YOUR TASK
Pull out each line of the records holding the string "have".

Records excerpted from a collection
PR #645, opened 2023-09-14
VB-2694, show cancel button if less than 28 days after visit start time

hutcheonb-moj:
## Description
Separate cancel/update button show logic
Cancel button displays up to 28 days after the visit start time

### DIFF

---

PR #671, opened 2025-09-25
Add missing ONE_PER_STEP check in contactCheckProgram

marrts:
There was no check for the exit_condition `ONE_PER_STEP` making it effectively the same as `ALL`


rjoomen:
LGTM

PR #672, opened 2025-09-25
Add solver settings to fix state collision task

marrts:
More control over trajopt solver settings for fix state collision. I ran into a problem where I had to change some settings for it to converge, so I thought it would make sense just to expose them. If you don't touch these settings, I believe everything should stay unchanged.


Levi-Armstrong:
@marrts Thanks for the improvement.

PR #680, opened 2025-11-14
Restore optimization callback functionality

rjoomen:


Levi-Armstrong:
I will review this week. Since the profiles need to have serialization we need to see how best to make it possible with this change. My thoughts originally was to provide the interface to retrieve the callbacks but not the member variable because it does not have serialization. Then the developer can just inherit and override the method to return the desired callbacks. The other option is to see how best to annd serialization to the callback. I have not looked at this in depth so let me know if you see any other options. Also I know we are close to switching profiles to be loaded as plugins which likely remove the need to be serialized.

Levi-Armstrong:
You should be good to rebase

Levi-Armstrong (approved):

...

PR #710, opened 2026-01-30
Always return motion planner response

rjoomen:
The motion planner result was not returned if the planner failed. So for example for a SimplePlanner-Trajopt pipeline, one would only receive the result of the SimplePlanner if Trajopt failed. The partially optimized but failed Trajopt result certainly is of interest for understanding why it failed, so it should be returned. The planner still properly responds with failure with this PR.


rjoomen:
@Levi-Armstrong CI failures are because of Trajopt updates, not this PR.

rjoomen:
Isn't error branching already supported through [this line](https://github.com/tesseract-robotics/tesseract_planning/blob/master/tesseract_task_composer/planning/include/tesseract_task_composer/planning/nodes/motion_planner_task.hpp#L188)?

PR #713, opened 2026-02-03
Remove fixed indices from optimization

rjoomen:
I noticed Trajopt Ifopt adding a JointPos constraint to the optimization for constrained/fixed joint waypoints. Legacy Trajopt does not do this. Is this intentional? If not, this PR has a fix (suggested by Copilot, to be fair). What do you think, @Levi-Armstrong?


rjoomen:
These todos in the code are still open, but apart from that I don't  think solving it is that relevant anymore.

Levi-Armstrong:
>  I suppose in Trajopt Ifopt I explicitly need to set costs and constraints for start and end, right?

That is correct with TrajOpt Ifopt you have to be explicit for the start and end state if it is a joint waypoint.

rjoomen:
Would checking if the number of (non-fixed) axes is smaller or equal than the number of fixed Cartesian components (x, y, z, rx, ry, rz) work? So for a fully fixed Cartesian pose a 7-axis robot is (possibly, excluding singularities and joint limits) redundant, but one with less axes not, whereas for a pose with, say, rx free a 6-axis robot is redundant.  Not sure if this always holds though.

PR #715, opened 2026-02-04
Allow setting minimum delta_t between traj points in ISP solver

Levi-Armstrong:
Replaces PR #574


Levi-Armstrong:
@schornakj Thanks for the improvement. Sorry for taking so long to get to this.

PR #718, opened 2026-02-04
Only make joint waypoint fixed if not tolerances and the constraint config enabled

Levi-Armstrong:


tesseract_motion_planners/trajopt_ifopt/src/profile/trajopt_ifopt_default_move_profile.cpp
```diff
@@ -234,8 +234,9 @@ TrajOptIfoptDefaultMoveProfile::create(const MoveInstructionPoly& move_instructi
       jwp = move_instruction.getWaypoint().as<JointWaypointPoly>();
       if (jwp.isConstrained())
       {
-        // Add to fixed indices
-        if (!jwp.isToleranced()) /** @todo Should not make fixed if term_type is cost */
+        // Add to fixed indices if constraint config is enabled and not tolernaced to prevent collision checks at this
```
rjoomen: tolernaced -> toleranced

YOUR RESPONSE
I will review this week. Since the profiles need to have serialization we need to see how best to make it possible with this change. My thoughts originally was to provide the interface to retrieve the callbacks but not the member variable because it does not have serialization. Then the developer can just inherit and override the method to return the desired callbacks. The other option is to see how best to annd serialization to the callback. I have not looked at this in depth so let me know if you see any other options. Also I know we are close to switching profiles to be loaded as plugins which likely remove the need to be serialized.
That is correct with TrajOpt Ifopt you have to be explicit for the start and end state if it is a joint waypoint.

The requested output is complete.